Parapteronotus
- Conservation status: Least Concern (IUCN 3.1)

Scientific classification
- Kingdom: Animalia
- Phylum: Chordata
- Class: Actinopterygii
- Order: Gymnotiformes
- Family: Apteronotidae
- Subfamily: Apteronotinae
- Genus: Parapteronotus Albert, 2001
- Species: P. hasemani
- Binomial name: Parapteronotus hasemani (M. M. Ellis, 1913)
- Synonyms: Sternarchus hasemani M. M. Ellis, 1913 ; Apteronotus anas C. H. Eigenmann & W. R. Allen, 1942 ;

= Parapteronotus =

- Authority: (M. M. Ellis, 1913)
- Conservation status: LC
- Parent authority: Albert, 2001

Genus of fishes

Parapteronotus hasemani, the duckbill knifefish, is a species of ghost knifefish found in main river channels and along the margins in the Amazon basin of Brazil and Peru.

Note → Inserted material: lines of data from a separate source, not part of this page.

PR #6940, opened 2018-11-02
FDS User Guide: Describe changes to DEViCes

mcgratta:


mcgratta:
Some notes on changes to devices. All spatially integrated devices should span multiple meshes now -- means, max, min, integrals. The changes passed the verification tests, but I have not extensively tested multiple meshes yet.

`STATISTICS` is replaced by `SPATIAL_STATISTIC` and `TEMPORAL_STATISTIC`

`STATISTICS_START` and `STATISITICS_END` play the roles of `DT_DEVC_LINE` etc. You can specify integration time intervals on each `DEVC` line.

All deprecated inputs still work, but have been removed from the Guide.

PR #6943, opened 2018-11-02
FDS User Guide: Edit to beam_detector example

mcgratta:


mcgratta:
There is only one type of spatially integrated device that I cannot process with the current restructuring of devices. That is `LAYER HEIGHT` and layer temps. These would require two MPI exchanges, one to add integrals of T and 1/T, and the other to integrate T from z_i to H through potentially more than one mesh. I have to think about this one.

It is the only member of the genus Parapteronotus. This dark-colored knifefish reaches up to about 38 cm in total length.

Named in honor of John D. Haseman (1887-1969), field collector in the Carnegie Museum of Natural History's Department of Ichthyology from 1908 to 1911, who collected the type specimen.